▶ _EXERCISE AIM_: Only lines containing the string "Makefile" belong in the answer; copy all of them from the entries.

▶ _DATA TO EXAMINE_:

PR #228, opened 2021-01-25
Makefile: ignore __indirect_function_table symbol added in LLVM 12

rojamd:
Per https://reviews.llvm.org/D92215#2505592, this symbol should be
ignored when verifying undefined-symbols.txt.

### DIFF
--- a/Makefile
+++ b/Makefile
@@ -449,7 +449,7 @@ finish: startup_files libc
 	for undef_sym in $$("$(WASM_NM)" --undefined-only "$(SYSROOT_LIB)"/libc.a "$(SYSROOT_LIB)"/libc-*.a "$(SYSROOT_LIB)"/*.o \
 	    |grep ' U ' |sed 's/.* U //' |LC_ALL=C sort |uniq); do \
 	    grep -q '\<'$$undef_sym'\>' "$(SYSROOT_SHARE)/defined-symbols.txt" || echo $$undef_sym; \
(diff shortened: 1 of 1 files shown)


sbc100 (commented):
For compatibility, we are working on fixing LLVM so that symbol only gets generated when reference types is enabled.   So this change would no longer be needed.   Should we just wait for that to land and avoid this change?

rojamd:
> For compatibility, we are working on fixing LLVM so that symbol only gets generated when reference types is enabled. So this change would no longer be needed. Should we just wait for that to land and avoid this change?

The 12.0.0 release branch will be created tomorrow. Do you think you'll be able to land that change and request a backport before the release cutoff? If I'm understanding https://reviews.llvm.org/D95114 correctly, that would be at RC2 or roughly Feb 23. If that's doable then it should be fine to drop this change.

sbc100:
Oh crap i was not aware of that!   We certainly need to make sure that change doesn't make the final release.    I will coordinate with @wingo to get this fixed.

sbc100:
Actually I think I was confused and the problematic CL has already been reverted: https://reviews.llvm.org/D95005.   So llvm tot should already no need this.

sbc100:
Second revert that actually clears this issue up: https://reviews.llvm.org/D95420

rojamd:
With the changes upstream, this is no longer needed.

▶ _OUTPUT FOR THIS TASK_:
Makefile: ignore __indirect_function_table symbol added in LLVM 12
--- a/Makefile
+++ b/Makefile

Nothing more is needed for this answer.